[Supplied records — start]

PR #1917, opened 2022-10-24
fix the jupyter singleuser build, and also build dask

atvaccaro:
# Description

Resolves # [issue]

## Type of change

- [ ] New feature
- [ ] Documentation
- [ ] agencies.yml


tiffanychu90 (approved):

tiffanychu90:
@atvaccaro: Slightly tangential...but I think the dask client wouldn't have access to our Google BQ and GCS credentials? 

Testing right now whether I could write a partitioned parquet out without the serialization gives me a
`OSError: Forbidden: https://storage.googleapis.com/upload/storage/v1/b/calitp-analytics-data/o
Access denied.`

 Would adding `dask-bigquery==2022.05.0` help?

atvaccaro:
> @atvaccaro: Slightly tangential...but I think the dask client wouldn't have access to our Google BQ and GCS credentials?
> 
> Testing right now whether I could write a partitioned parquet out without the serialization gives me a `OSError: Forbidden: https://storage.googleapis.com/upload/storage/v1/b/calitp-analytics-data/o Access denied.`
> 
> Would adding `dask-bigquery==2022.05.0` help?

Broadly yes, I will add that lib; there's a couple ways we could have Dask do the access. https://docs.dask.org/en/stable/how-to/connect-to-remote-data.html#google-cloud-storage

I think the best option for right now is the `storage_options` param, so you authenticate as yourself. I'll worker on creating a new service account all the workers can use.

PR #1920, opened 2022-10-25
Add Torrance Transit Swiftly URLs and Header

aly-medina:
# Description

Adds Swiftly URL's to agencies.yml and authorization key to headers.yml

## Type of change

- [ ] New feature
- [ ] Documentation
- [x] agencies.yml

## How has this been tested?

Manual check to be done due to API Key.

### DIFF
--- a/airflow/data/agencies.yml
+++ b/airflow/data/agencies.yml
@@ -1380,6 +1380,10 @@ torrance-transit-system:
   agency_name: Torrance Transit System
   feeds:
     - gtfs_schedule_url: https://transit.torranceca.gov/home/showdocument?id=16673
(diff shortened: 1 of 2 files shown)


lauriemerrell:
Thank you @aly-medina for this! 

It looks like the linter is annoyed about some formatting, would you be able to run `pre-commit` locally (instructions [here](https://github.com/cal-itp/data-infra#pre-commit)) and push those updates and see if that allows the actions to succeed?

I also am just curious -- do we know if Torrance intends to keep (maintain) **both** sets of RT feeds? I see only the My Bus Info ones in Airtable. Asking because I think it's moderately unusual for us to have two full sets of RT feeds that reference the same schedule feed, but definitely seems possible.

lauriemerrell (approved):

PR #1922, opened 2022-10-25
Downgrade Dask and upgrade calitp/siuba!

atvaccaro:
# Description

Downgrades dask back down to 2022.8; the latest release of the helm chart is 2022.8 and it doesn't allow overriding the entrypoints, so it's using a CLI flag that was removed by dask 2022.10.

## Type of change

- [ ] New feature
- [ ] Documentation
- [ ] agencies.yml

## How has this been tested?
This is deployed.


tiffanychu90 (commented):
Just to double check, is `graphviz` installed with both `pip` and `conda`? I thought I saw a `sudo apt-get install graphviz` before, but can't find it now.  This [StackOverflow](https://stackoverflow.com/questions/35064304/runtimeerror-make-sure-the-graphviz-executables-are-on-your-systems-path-aft) post did list either as an option.

atvaccaro:
> Just to double check, is `graphviz` installed with both `pip` and `conda`? I thought I saw a `sudo apt-get install graphviz` before, but can't find it now. This [StackOverflow](https://stackoverflow.com/questions/35064304/runtimeerror-make-sure-the-graphviz-executables-are-on-your-systems-path-aft) post did list either as an option.

Yes, it was in a prior PR, see here https://github.com/cal-itp/data-infra/blob/main/images/jupyter-singleuser/Dockerfile#L11

tiffanychu90 (approved):

PR #1932, opened 2022-10-27
Handle duplicate primary keys in trips

lauriemerrell:
# Description

This PR takes a first pass at flagging duplicate primary keys in the trips table.

It:
* Creates an intermediate incremental table, so that we can have a sparse history materialized as a table against which to do duplicate detection
* Adds a `warning_duplicate_primary_key` column in `dim_trips` to identify rows that have duplicate keys. This allows consumers the freedom to choose how to handle them, while making it obvious that there is an issue. We may iterate on this approach. 

Progress towards `fact_daily_scheduled_trips` in #1761.

## Type of change

- [x] New feature
- [ ] Documentation
- [ ] agencies.yml

## How has this been tested?

`poetry run dbt run -s stg_gtfs_schedule__trips int_gtfs_schedule__trips dim_trips` & 
`poetry run dbt test -s stg_gtfs_schedule__trips int_gtfs_schedule__trips dim_trips`.

Also paired with @atvaccaro to inspect the incremental materialization logic and confirmed it appeared solid.


warehouse/models/intermediate/gtfs/int_gtfs_schedule__incremental_trips.sql
```diff
@@ -0,0 +1,47 @@
...
+stg_gtfs_schedule__trips AS (
+    SELECT *
+    FROM {{ ref('stg_gtfs_schedule__trips') }}
+    {% if is_incremental() %}
+    WHERE _dt >= EXTRACT (DATE FROM TIMESTAMP('{{ max_ts }}'))
+    {% endif %}
+),
+
+int_gtfs_schedule__incremental_trips AS (
+    -- select distinct because there is at least one feed that
```
atvaccaro, line 25: cut off?

atvaccaro (approved):

warehouse/models/intermediate/gtfs/int_gtfs_schedule__incremental_trips.sql
lauriemerrell: whoops

PR #357, opened 2023-07-08
fix: inlay hints maybe a bit delayed if sync init

Shane-XB-Qian:


autoload/lsp/inlayhints.vim
```diff
@@ -157,6 +157,14 @@ export def BufferInit(lspserver: dict<any>, bnr: number)
 		group: 'LspInlayHints',
 		cmd: $'LspInlayHintsUpdateStop({bnr})'})
 
+  # Inlay hints maybe a bit delayed if it was a sync init lsp server.
+  if lspserver.syncInit
+    acmds->add({bufnr: bnr,
+		  event: ['User'],
+		  group: 'LspAttached',
+		  cmd: $'LspInlayHintsChanged({bnr})'})
```
yegappan, line 165: The LspAttached autocmd handler needs to be executed only once for this buffer.  So can you add `once: v:true` to the autocmd Dict?

Shane-XB-Qian: 1, i donot know why, but once added `once: true`, that au may not be kicked-off.
2, normally bufinit would/should be done only once when addFile()?? unless manually `doau` it again.
3, `exists('#User#LspAttached')` seems should be `exists('#LspAttached#User')` but actually worked, weird.

yegappan: If `once` is not used, then the autocmd will be present forever (even though it will not be invoked).
If you run the `:autocmd` command, you will see too many of these.

Are you saying that if you set `once` to `true`, then the autocmd is not invoked?

Shane-XB-Qian: > If `once` is not used, then the autocmd will be present forever (even though it will not be invoked).
> If you run the `:autocmd` command, you will see too many of these

yes, since it's on buf, if that's a concern, then maybe a bit annoyed, but:


> Are you saying that if you set `once` to `true`, then the autocmd is not invoked?

yes, au was not invoked at all, no even once (nothing).

Shane-XB-Qian:
r.i.p bram.

yegappan:
I don't know why you closed this PR.  I intend to continue to develop and maintain the LSP plugin.

CoelacanthusHex:
Hope this PR can be merged soon. Without this, my rust-analyzer doesn't until I execute `:LspInlayHint enable` manually.

PR #362, opened 2023-07-24
Markdown parser enhancement

rcasta74:
Handle tabs and soft/hard line breaks


yegappan:
Thanks for the patch.  With this patch, it looks like the length calculated for some text properties is -1, leading to an `invalid argument` error.  This can be reproduced using the following steps:

```
-------- x.txt ----------------
From `<stdio.h>`  
Write formatted output to STREAM.  
This function is a possible cancellation point and therefore not marked with \_\_THROW.
-------- x.txt ----------------

$ vim
 :pedit x.txt
 :wincmd P
 :set filetype=lspgfm
```

You should see the `E474: Invalid argument` error with the above steps.

rcasta74:
Found the error, sorry for the mistake.
In the new PR I have fixed an old error as well.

[Supplied records — finish]

• [Exercise requirements]: With nothing added or dropped, retype the listing above.

• [Task output]:
PR #1917, opened 2022-10-24
fix the jupyter singleuser build, and also build dask

atvaccaro:
# Description

Resolves # [issue]

## Type of change

- [ ] New feature
- [ ] Documentation
- [ ] agencies.yml


tiffanychu90 (approved):

tiffanychu90:
@atvaccaro: Slightly tangential...but I think the dask client wouldn't have access to our Google BQ and GCS credentials? 

Testing right now whether I could write a partitioned parquet out without the serialization gives me a
`OSError: Forbidden: https://storage.googleapis.com/upload/storage/v1/b/calitp-analytics-data/o
Access denied.`

 Would adding `dask-bigquery==2022.05.0` help?

atvaccaro:
> @atvaccaro: Slightly tangential...but I think the dask client wouldn't have access to our Google BQ and GCS credentials?
> 
> Testing right now whether I could write a partitioned parquet out without the serialization gives me a `OSError: Forbidden: https://storage.googleapis.com/upload/storage/v1/b/calitp-analytics-data/o Access denied.`
> 
> Would adding `dask-bigquery==2022.05.0` help?

Broadly yes, I will add that lib; there's a couple ways we could have Dask do the access. https://docs.dask.org/en/stable/how-to/connect-to-remote-data.html#google-cloud-storage

I think the best option for right now is the `storage_options` param, so you authenticate as yourself. I'll worker on creating a new service account all the workers can use.

PR #1920, opened 2022-10-25
Add Torrance Transit Swiftly URLs and Header

aly-medina:
# Description

Adds Swiftly URL's to agencies.yml and authorization key to headers.yml

## Type of change

- [ ] New feature
- [ ] Documentation
- [x] agencies.yml

## How has this been tested?

Manual check to be done due to API Key.

### DIFF
--- a/airflow/data/agencies.yml
+++ b/airflow/data/agencies.yml
@@ -1380,6 +1380,10 @@ torrance-transit-system:
   agency_name: Torrance Transit System
   feeds:
     - gtfs_schedule_url: https://transit.torranceca.gov/home/showdocument?id=16673
(diff shortened: 1 of 2 files shown)


lauriemerrell:
Thank you @aly-medina for this! 

It looks like the linter is annoyed about some formatting, would you be able to run `pre-commit` locally (instructions [here](https://github.com/cal-itp/data-infra#pre-commit)) and push those updates and see if that allows the actions to succeed?

I also am just curious -- do we know if Torrance intends to keep (maintain) **both** sets of RT feeds? I see only the My Bus Info ones in Airtable. Asking because I think it's moderately unusual for us to have two full sets of RT feeds that reference the same schedule feed, but definitely seems possible.

lauriemerrell (approved):

PR #1922, opened 2022-10-25
Downgrade Dask and upgrade calitp/siuba!

atvaccaro:
# Description

Downgrades dask back down to 2022.8; the latest release of the helm chart is 2022.8 and it doesn't allow overriding the entrypoints, so it's using a CLI flag that was removed by dask 2022.10.

## Type of change

- [ ] New feature
- [ ] Documentation
- [ ] agencies.yml

## How has this been tested?
This is deployed.


tiffanychu90 (commented):
Just to double check, is `graphviz` installed with both `pip` and `conda`? I thought I saw a `sudo apt-get install graphviz` before, but can't find it now.  This [StackOverflow](https://stackoverflow.com/questions/35064304/runtimeerror-make-sure-the-graphviz-executables-are-on-your-systems-path-aft) post did list either as an option.

atvaccaro:
> Just to double check, is `graphviz` installed with both `pip` and `conda`? I thought I saw a `sudo apt-get install graphviz` before, but can't find it now. This [StackOverflow](https://stackoverflow.com/questions/35064304/runtimeerror-make-sure-the-graphviz-executables-are-on-your-systems-path-aft) post did list either as an option.

Yes, it was in a prior PR, see here https://github.com/cal-itp/data-infra/blob/main/images/jupyter-singleuser/Dockerfile#L11

tiffanychu90 (approved):

PR #1932, opened 2022-10-27
Handle duplicate primary keys in trips

lauriemerrell:
# Description

This PR takes a first pass at flagging duplicate primary keys in the trips table.

It:
* Creates an intermediate incremental table, so that we can have a sparse history materialized as a table against which to do duplicate detection
* Adds a `warning_duplicate_primary_key` column in `dim_trips` to identify rows that have duplicate keys. This allows consumers the freedom to choose how to handle them, while making it obvious that there is an issue. We may iterate on this approach. 

Progress towards `fact_daily_scheduled_trips` in #1761.

## Type of change

- [x] New feature
- [ ] Documentation
- [ ] agencies.yml

## How has this been tested?

`poetry run dbt run -s stg_gtfs_schedule__trips int_gtfs_schedule__trips dim_trips` & 
`poetry run dbt test -s stg_gtfs_schedule__trips int_gtfs_schedule__trips dim_trips`.

Also paired with @atvaccaro to inspect the incremental materialization logic and confirmed it appeared solid.


warehouse/models/intermediate/gtfs/int_gtfs_schedule__incremental_trips.sql
```diff
@@ -0,0 +1,47 @@
...
+stg_gtfs_schedule__trips AS (
+    SELECT *
+    FROM {{ ref('stg_gtfs_schedule__trips') }}
+    {% if is_incremental() %}
+    WHERE _dt >= EXTRACT (DATE FROM TIMESTAMP('{{ max_ts }}'))
+    {% endif %}
+),
+
+int_gtfs_schedule__incremental_trips AS (
+    -- select distinct because there is at least one feed that
```
atvaccaro, line 25: cut off?

atvaccaro (approved):

warehouse/models/intermediate/gtfs/int_gtfs_schedule__incremental_trips.sql
lauriemerrell: whoops

PR #357, opened 2023-07-08
fix: inlay hints maybe a bit delayed if sync init

Shane-XB-Qian:


autoload/lsp/inlayhints.vim
```diff
@@ -157,6 +157,14 @@ export def BufferInit(lspserver: dict<any>, bnr: number)
 		group: 'LspInlayHints',
 		cmd: $'LspInlayHintsUpdateStop({bnr})'})
 
+  # Inlay hints maybe a bit delayed if it was a sync init lsp server.
+  if lspserver.syncInit
+    acmds->add({bufnr: bnr,
+		  event: ['User'],
+		  group: 'LspAttached',
+		  cmd: $'LspInlayHintsChanged({bnr})'})
```
yegappan, line 165: The LspAttached autocmd handler needs to be executed only once for this buffer.  So can you add `once: v:true` to the autocmd Dict?

Shane-XB-Qian: 1, i donot know why, but once added `once: true`, that au may not be kicked-off.
2, normally bufinit would/should be done only once when addFile()?? unless manually `doau` it again.
3, `exists('#User#LspAttached')` seems should be `exists('#LspAttached#User')` but actually worked, weird.

yegappan: If `once` is not used, then the autocmd will be present forever (even though it will not be invoked).
If you run the `:autocmd` command, you will see too many of these.

Are you saying that if you set `once` to `true`, then the autocmd is not invoked?

Shane-XB-Qian: > If `once` is not used, then the autocmd will be present forever (even though it will not be invoked).
> If you run the `:autocmd` command, you will see too many of these

yes, since it's on buf, if that's a concern, then maybe a bit annoyed, but:


> Are you saying that if you set `once` to `true`, then the autocmd is not invoked?

yes, au was not invoked at all, no even once (nothing).

Shane-XB-Qian:
r.i.p bram.

yegappan:
I don't know why you closed this PR.  I intend to continue to develop and maintain the LSP plugin.

CoelacanthusHex:
Hope this PR can be merged soon. Without this, my rust-analyzer doesn't until I execute `:LspInlayHint enable` manually.

PR #362, opened 2023-07-24
Markdown parser enhancement

rcasta74:
Handle tabs and soft/hard line breaks


yegappan:
Thanks for the patch.  With this patch, it looks like the length calculated for some text properties is -1, leading to an `invalid argument` error.  This can be reproduced using the following steps:

```
-------- x.txt ----------------
From `<stdio.h>`  
Write formatted output to STREAM.  
This function is a possible cancellation point and therefore not marked with \_\_THROW.
-------- x.txt ----------------

$ vim
 :pedit x.txt
 :wincmd P
 :set filetype=lspgfm
```

You should see the `E474: Invalid argument` error with the above steps.

rcasta74:
Found the error, sorry for the mistake.
In the new PR I have fixed an old error as well.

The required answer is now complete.